AVAILABLE DATA

'''

PR #3024, opened 2026-07-01
feat(computer): add per-day audit log for computer-use actions

TimeToBuildBob:
## Summary

Addresses the audit/permission-boundary gap raised on #216 by @hiSandog: computer-use actions (mouse, keyboard, screenshot, window/accessibility) previously left no independent record of what was done or what failed — only what happened to land in the conversation transcript.

- Wraps `computer()` so every call is appended to a per-day JSONL audit log at `$XDG_STATE_HOME/gptme/computer-audit/<YYYY-MM-DD>.jsonl` (same `get_state_dir()` convention already used by `checkpoint.py`).
- Each record: `timestamp`, `action`, `coordinate`, `duration_ms`, `error`.
- **Typed text is never persisted raw** — only `text_len` — since `type`/`key` actions can carry passwords or other sensitive input.
- Failures are logged with the error message and still propagate to the caller unchanged (no behavior change on the happy/error path, purely additive).
- Documented in `docs/howto/computer-use.md`.

This is a scoped slice of #216 (not a full close — see the issue's remaining-gaps list: Docker/VNC streaming mode, end-to-end "Can it Tweet?" validation). Follows the roadmap I posted on the issue (PR A/B/C) under the "evidence/reporting quality" bucket.

## Test plan
- [x] `poetry run pytest tests/test_tools_computer.py tests/test_computer_actions.py tests/test_computer_transport.py tests/test_computer_artifacts.py tests/test_computer_audit.py -q` — 166 passed, 4 skipped
- [x] `poetry run mypy gptme/tools/computer.py` — clean
- [x] `poetry run ruff check .` / `ruff format --check` — clean
- [x] New tests cover: successful action logged, typed text never appears raw in the log (only length), failed action logs the error and still raises, multiple actions append to the same day's file

### DIFF
--- a/docs/howto/computer-use.md
+++ b/docs/howto/computer-use.md
@@ -154,3 +154,14 @@ Then connect a browser to `http://localhost:6080` to watch the agent work.
 - **Combine with `--non-interactive`**: add `-n` for scripted or CI use where you don't want
   prompts (but ensure the task is well-scoped first).
 - **Describe visual outcomes**: "confirm the dialog closed" works better than "click OK and move on".
+
+## Audit log
+
+Every `computer()` call (mouse, keyboard, screenshot, window/accessibility actions) is
+recorded to a per-day JSONL audit log at
+`$XDG_STATE_HOME/gptme/computer-audit/<YYYY-MM-DD>.jsonl` (falls back to the platform
+state dir, e.g. `~/.local/state/gptme` on Linux, when `XDG_STATE_HOME` isn't set). Each record has the action name, coordinate,
+duration, and error (if any) — but never the raw `text` payload, only its length, so
+typed passwords or other sensitive input aren't persisted to disk. Use this log to see
+what a computer-use session actually did and where it failed, independent of what made
+it into the conversation transcript.
--- a/gptme/tools/computer.py
+++ b/gptme/tools/computer.py
@@ -81,7 +81,6 @@ Using a single sequence for complex operations ensures proper timing and recogni
 from __future__ import annotations
 
 import dataclasses
-import functools
 import json
 import logging
 import os
@@ -147,7 +146,7 @@ def _audit_log(
         }
         with path.open("a") as f:
             f.write(json.dumps(entry) + "\n")
-    except OSError as e:
+    except Exception as e:
         # Audit logging must never break the underlying action.
         logger.warning(f"Failed to write computer-use audit log: {e}")
 
@@ -1407,7 +1406,6 @@ def _computer_impl(
     raise ValueError(f"Invalid action: {action}")
 
 
-@functools.wraps(_computer_impl)
 def computer(
     action: Action, text: str | None = None, coordinate: tuple[int, int] | None = None
 ) -> Message | None:
--- a/gptme/tools/computer.py
+++ b/gptme/tools/computer.py
@@ -1423,6 +1423,9 @@ def computer(
         _audit_log(action, text, coordinate, time.perf_counter() - start, error)
 
 
+computer.__doc__ = _computer_impl.__doc__
+
+
 # Common key mappings for both platforms
 # Output is directly compatible with cliclick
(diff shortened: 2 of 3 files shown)


TimeToBuildBob:
Addressed both Greptile concerns:

**P1 — `functools.wraps` name collision**: Removed `@functools.wraps(_computer_impl)`. The wrapper has its own identity and signature, and `functools.wraps` was setting `__name__` to `_computer_impl`, which broke Python REPL function registration. Now `computer.__name__` is correctly `"computer"`.

**P2 — Exception masking in `finally`**: Widened `except OSError` to `except Exception` in `_audit_log`. Since it is called from a `finally` block, any unhandled exception type would replace the caller's original exception. Verified by: syntax/import check + git diff clean.

CI still in progress for tests.

TimeToBuildBob:
@greptileai review

ErikBjare:
I think this is somewhat misguided. Any tool could benefit from this type of log, but the transcript/trajectory is the log! Better tooling to read the transcript in order to use it as an audit log would be better than integrating audit-log functionality per tool.

TimeToBuildBob:
Fair pushback, and you're right that for most tool telemetry the transcript already *is* the audit log — I don't want to duplicate that with a bespoke per-tool mechanism.

But there's one concrete gap this PR closes that transcript-replay tooling can't: **redaction**. The transcript stores typed text/keystrokes verbatim (that's the whole point of a conversation log), so anything built to read it as an audit trail either has to re-parse and redact free-form message content after the fact (fragile — no way to reliably know "this substring was passed to `computer(type, ...)`" once it's flattened into a transcript message), or it just ships passwords/secrets into the trajectory store permanently. This audit log never writes the raw text at all — only `text_len` — so there's nothing to leak in the first place.

The duration/error/multi-action-append fields are lower-value and I agree a generic "extract structured tool-call telemetry from the transcript" tool would cover those better than a bespoke per-tool file.

So: happy to narrow this PR's scope to just the redaction-safe logging (drop nothing, it's already minimal) and treat "generic transcript-based audit tooling for the non-sensitive fields" as separate follow-up work under #216, rather than trying to solve both here. Does that framing address the concern, or do you want this closed in favor of a different approach entirely?

TimeToBuildBob:
@greptileai review

TimeToBuildBob:
Fair point. You're right that the trajectory already records every computer-use action, and per-tool audit logging is not a generally extensible pattern — any tool could have the same "need."

The reasoning behind this PR was:
1. **Separation of concerns**: the trajectory is a conversation record, not an action log — querying it for "what did the mouse do in this session" requires parsing conversation turns, filtering tool calls, extracting structured fields. A JSONL file is trivially queryable with `jq` or `grep`.
2. **Retention independence**: trajectories get rotated/cleaned; the audit log has its own retention policy.
3. **The #216 ask**: hiSandog specifically asked for "detailed logs recording actions" with timestamps — the trajectory has the data but not in a queryable shape.

That said, I agree the **better solution** is trajectory-reading tooling: a `gptme computer audit-log` command (or similar) that reads the session trajectories and produces the same structured output. That solves #1 and #2 without adding per-tool infrastructure, and generalizes to any tool that wants an action extract.

I'll close this PR. The audit-log tests and the `_computer_impl` refactoring were useful extraction work that may still serve the trajectory-reader approach, but the per-tool JSONL file is the wrong shape.

Want me to open an issue for trajectory-based action auditing? Or should the current `get_functions_description()` / trajectory-viewing tooling in the pipeline already cover the use case?

TimeToBuildBob:
Closing as discussed — the trajectory is the audit log, and a separate per-tool JSONL file is the wrong shape. The right follow-up is a `gptme computer audit-log` (or similar) command that reads session trajectories and produces structured action output, generalizing to any tool. Will open a tracking issue under #216 if it doesn't already exist there.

'''

YOUR ASSIGNMENT
Everything from the first line of the material through the line containing "## Test plan" is to be printed exactly; lines after that are to be left out.

SOLUTION BELOW
PR #3024, opened 2026-07-01
feat(computer): add per-day audit log for computer-use actions

TimeToBuildBob:
## Summary

Addresses the audit/permission-boundary gap raised on #216 by @hiSandog: computer-use actions (mouse, keyboard, screenshot, window/accessibility) previously left no independent record of what was done or what failed — only what happened to land in the conversation transcript.

- Wraps `computer()` so every call is appended to a per-day JSONL audit log at `$XDG_STATE_HOME/gptme/computer-audit/<YYYY-MM-DD>.jsonl` (same `get_state_dir()` convention already used by `checkpoint.py`).
- Each record: `timestamp`, `action`, `coordinate`, `duration_ms`, `error`.
- **Typed text is never persisted raw** — only `text_len` — since `type`/`key` actions can carry passwords or other sensitive input.
- Failures are logged with the error message and still propagate to the caller unchanged (no behavior change on the happy/error path, purely additive).
- Documented in `docs/howto/computer-use.md`.

This is a scoped slice of #216 (not a full close — see the issue's remaining-gaps list: Docker/VNC streaming mode, end-to-end "Can it Tweet?" validation). Follows the roadmap I posted on the issue (PR A/B/C) under the "evidence/reporting quality" bucket.

## Test plan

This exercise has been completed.